Carrot nodded. “She was absent long enough to have gone to the Roman camp and come back. She would have been there when this force was assembled.” She gestured at the rocks along the Oksiden Road. “I believe it's marching by her orders.”
“So what is it for?”
Carrot took a
deep breath; her command of the army was still tenuous, she thought, and it did not do a commander well to be known for making mistakes. Allowing a spy to receive privileged information was a major mistake. Nonetheless, there was no way to avoid the admission.
“When she was our prisoner,” Carrot said, “she may have overheard that my father was to the west, holding onto the Pandora of Britan. The Box, that is.”
“And as you have said, the Box is all important to the Romans.”
“I believe that this Roman force has been sent to procure the Box.”
“But your father and his men and the Box are with us now.”
“The Romans don't know that.”
“So they are marching to nowhere and we need take no action. Or were you planning to engage them?”
“That is one possibility.
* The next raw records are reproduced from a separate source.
PR #4486, opened 2023-07-07
Trigger Roslyn suppressed issues update post-migration

### LINKED ISSUE #4485: [Migration] C#/VB.NET suppressions are not updated during migration
### Description

Bug #4480 occurred because the file location for the Roslyn suppressions file has changed. This means that during migration we need to re-save the suppressions file in the new location, otherwise our diagnostic suppressor won't pick it up.

Workarounds:
* close and re-open the solution -> suppressions file is written in the new location, or
* manually trigger an update from the `Team Explorer`

#### Issues are not suppressed immediately after migration

The correct way to fix this is probably to have the new unintrusive binding process class interact with the `ActiveSolutionBoundTracker` to trigger a "binding updated" event.

Note: the suppression files are written under `%LocalAppData%l\Temp\SLVS\Roslyn`

duncanp-sonar:
Fixes #4485


src/ConnectedMode/Binding/IRoslynSettingsFileSynchronizer.cs
```diff
@@ -0,0 +1,35 @@
...
+using System;
+using System.Threading.Tasks;
+
+namespace SonarLint.VisualStudio.ConnectedMode.Binding
+{
+    /// <summary>
+    /// Responsible for listening to <see cref="IServerIssuesStore.ServerIssuesChanged"/> and calling
+    /// <see cref="IRoslynSettingsFileStorage.Update"/> with the new suppressions.
+    /// </summary>
+    public interface IRoslynSettingsFileSynchronizer : IDisposable
```
duncanp-sonar, line 30: I had to move the interface out of `RoslynSuppressions` so that the migration code can import it.

Normally we'd put shared interfaces like this in `Core`. However, `Core` is starting to become a bit of a dumping ground for interfaces to multiple different unrelated features.

So, since the Roslyn suppressions file is only relevant in Connected Mode I decided to move it to the `ConnectedMode` assembly instead. `RoslynSuppressions` already has a project dependency on the `ConnectedMode` project.

If we need to move the interfaces in the future we can easily do so.

duncanp-sonar:
Triggering an explicit isn't enough on its own - needs more work.

PR #4492, opened 2023-07-07
Implement HotspotMatcher

georgii-borovinskikh-sonarsource:


src/IssueViz.Security/Hotspots/HotspotMatcher.cs
```diff
@@ -30,11 +32,24 @@ internal interface IHotspotMatcher
...
+            }
+
+            if (!string.IsNullOrEmpty(serverHotspot.LineHash)
+                && StringComparer.Ordinal.Equals(localHotspotVisualization.LineHash, serverHotspot.LineHash))
+            {
+                return true;
+            }
+
+            return localHotspotVisualization.StartLine == serverHotspot.TextRange.StartLine 
+                   || StringComparer.Ordinal.Equals(localHotspotVisualization.Issue.PrimaryLocation.Message, serverHotspot.Message);
```
duncanp-sonar, line 52: The issue matching for non-hotspots doesn't look at the 'Message', does it?

What's the reason for using a different algorithm here?

Using a different algorithm is fine as long as there is a reason for it. However, we need to capture the reason for it, otherwise it will look like a bug to anyone looking at the code in the future.

src/IssueViz.Security.UnitTests/Hotspots/HotspotMatcherTests.cs
```diff
@@ -30,6 +36,188 @@ public class HotspotMatcherTests
     [TestMethod]
     public void MefCtor_CheckExports()
     {
-        MefTestHelpers.CheckTypeCanBeImported<NoOpHotspotMatcher, IHotspotMatcher>();
+        MefTestHelpers.CheckTypeCanBeImported<HotspotMatcher, IHotspotMatcher>();
+    }
```
duncanp-sonar, line 40: FYI we now have additional test helpers for [CheckIsNonSharedMefComponent](https://github.com/search?q=repo%3ASonarSource%2Fsonarlint-visualstudio+CheckIsNonSharedMefComponent&type=code) and [CheckIsSingletonMefComponent](https://github.com/search?q=repo%3ASonarSource%2Fsonarlint-visualstudio%20CheckIsSingletonMefComponent&type=code).

When you touch a test file that doesn't have a `CheckIsNonSharedMefComponent` / `CheckIsSingletonMefComponent`, could you add one please?

src/IssueViz.Security.UnitTests/Hotspots/HotspotMatcherTests.cs
```diff
@@ -30,6 +36,188 @@ public class HotspotMatcherTests
...
+        var testSubject = CreateTestSubject();
+
+        testSubject.IsMatch(CreateLocalHotspot(ruleId, "message1", "abchash", filePath, 10),
+                CreateServerHotspot(ruleId, "message2", null, serverPath, 10))
+            .Should()
+            .BeTrue();
+    }
+    
+    [TestMethod]
+    public void IsMatch_SameIssueDifferentHash_ReturnsTrue()
```
duncanp-sonar, line 72: A number of the tests have "SameIssue" in the name; it's not clear what that means, or what the test is checking.

src/IssueViz.Security.UnitTests/Hotspots/HotspotMatcherTests.cs
```diff
@@ -30,6 +36,188 @@ public class HotspotMatcherTests
...
+            .BeTrue();
+    }
+
+    [TestMethod]
+    public void IsMatch_DifferentRuleId_ReturnsFalse()
+    {
+        const string message = "some message";
+        const string filePath = "A:\\ny\\p\\ath";
+        const string serverPath = "p\\ath";
+        const string lineHash = null;
```
duncanp-sonar, line 134: It would be better to have matching non-null line hash value in this test since a null server line hash is treated differently.

src/IssueViz.Security.UnitTests/Hotspots/HotspotMatcherTests.cs
```diff
@@ -30,6 +36,188 @@ public class HotspotMatcherTests
     [TestMethod]
     public void MefCtor_CheckExports()
     {
-        MefTestHelpers.CheckTypeCanBeImported<NoOpHotspotMatcher, IHotspotMatcher>();
+        MefTestHelpers.CheckTypeCanBeImported<HotspotMatcher, IHotspotMatcher>();
+    }
+    
+    [TestMethod]
+    public void IsMatch_NoHashDifferentLineSameMessage_ReturnsTrue()
```
duncanp-sonar, line 43: It's difficult to tell whether all of the possible cases are covered or not from the test names.

Ideally most of the tests would be varying one value at a time and testing for both `true` and `false` cases e.g. this test would be stronger (and more isolated) if it had different inputs for the `message`, and tested the product code only returned `true` when the messages were identical and in the same case.

e.g.
```
    [TestMethod]
    [DataRow(null, null, false)] // null server has -> no match
    [DataRow(null, "any", false)] // null server hash -> no match
    [DataRow("", "", false)] // empty server -> no match
    [DataRow("", "any", false)] // empty server -> no match
    [DataRow("aaa", "AAA", false)] // different case - no match
    [DataRow("sameHash", "sameHash", true)]
    public void IsMatch_SameFileAndRuleId_VaryLineHashes(string serverHash, string localHash, bool shouldMatch)
    {
        // Different lines and messages.
        // RuleIds and paths do match.
        const string ruleId = "rule1";
        const string filePath = "A:\\ny\\p\\ath";
        const string serverPath = "p\\ath";

        testSubject.IsMatch(CreateLocalHotspot(ruleId, "message 1", localHash, filePath, 10),
        CreateServerHotspot(ruleId, "message 2", serverHash, serverPath, 20))
            .Should()
            .Be(shouldMatch);
    }

    [TestMethod]
    [DataRow(0, 1, false)]
    [DataRow(1, 0, false)]
    [DataRow(0, 0, true)]
    [DataRow(1, 1, true)]
    public void IsMatch_SameFileAndRuleId_VaryLineNumber(int serverLineNumber, int localLineNumber, bool shouldMatch)
    {
        // Different hashes and messages.
        // RuleIds and paths do match.
        const string ruleId = "rule1";
        const string filePath = "A:\\ny\\p\\ath";
        const string serverPath = "p\\ath";

        testSubject.IsMatch(CreateLocalHotspot(ruleId, "message 1", "localHash", filePath, serverLineNumber),
        CreateServerHotspot(ruleId, "message 2", "serverHash", serverPath, localLineNumber))
            .Should()
            .Be(shouldMatch);
    }

    [TestMethod]
    [DataRow(null, null, true)]
    [DataRow("", "", true)]
    [DataRow("aaa", "AAA", false)] // different case -> no match
    [DataRow("sameMessage", "sameMessage", true)]
    public void IsMatch_SameFileAndRuleId_VaryMessages(string serverMessage, string localMessage, bool shouldMatch)
    {
        // Different lines and hashes.
        // RuleIds and paths do match.
        const string ruleId = "rule1";
        const string filePath = "A:\\ny\\p\\ath";
        const string serverPath = "p\\ath";

        testSubject.IsMatch(CreateLocalHotspot(ruleId, localMessage, "localHash", filePath, 10),
        CreateServerHotspot(ruleId, serverMessage, "serverHash", serverPath, 20))
            .Should()
            .Be(shouldMatch);
    }
```

I think those example tests plus
`IsMatch_DifferentRuleId_ReturnsFalse` and `IsMatch_IdenticalIssuesExceptFilePath_ReturnsBasedOnFilePathMatch` cover all of the cases and are easier to follow.

src/IssueViz.Security/Hotspots/HotspotMatcher.cs
georgii-borovinskikh-sonarsource: I got this idea from talking to Damien. Since there's no hashes for hotspots in the API response, they use message as an additional feature to match based on it.

duncanp-sonar: Ok, makes sense (although that does beg the question that if we don't have hash for hotspots, why is the code above checking for them at all?).

This is a clear design/implementation decision that deserves to be captured. Otherwise, it's not obvious whether it's a mistake or not e.g.


```
// We don't currently expect to have hashes for hotspopts so we use the same approach as other SL flavours and use the exact message as an extra value to match on (we don't check the message for non-hotspot issues since we do have hashes).
```

duncanp-sonar (approved):
Looks good!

What do you think?”
“I have not been taught strategy in battle and I have no experience in battle, so my advice is of questionable value. However, I can say this much. It is simple common sense that it is easier to fight men separately than united. Let's fight them while they're apart from the main force.”
“So you counsel engagement?”
Hagan frowned at the crude map and pointed with his stick at the road to the west of the poison ring. “We could ambush them here, but . . . I see in your eyes there is another plan.”
She blushed. “Am I so transparent?”
“My daughter is much younger than you, yet she could teach you about hiding things from one's face. Now what is your other plan?”
“Well, it is only a suggestion – “
“Colonel, speak your mind or cede command to your father and me. I'll take orders from a girl, but not a girl who is worried more about my pride than how to win a war.”
Carrot straightened and drew herself to her full height – which was somewhere under his chin. “Well, then. Here is my idea.” She knelt and picked up the rocks representing the Roman detachment and carried them from one side of Ravencall to the other, setting them down a distance to the west. “This is where they expect to find my father's forces and the Box. When they do not find the Box there, the Romans will return to their camp, right?”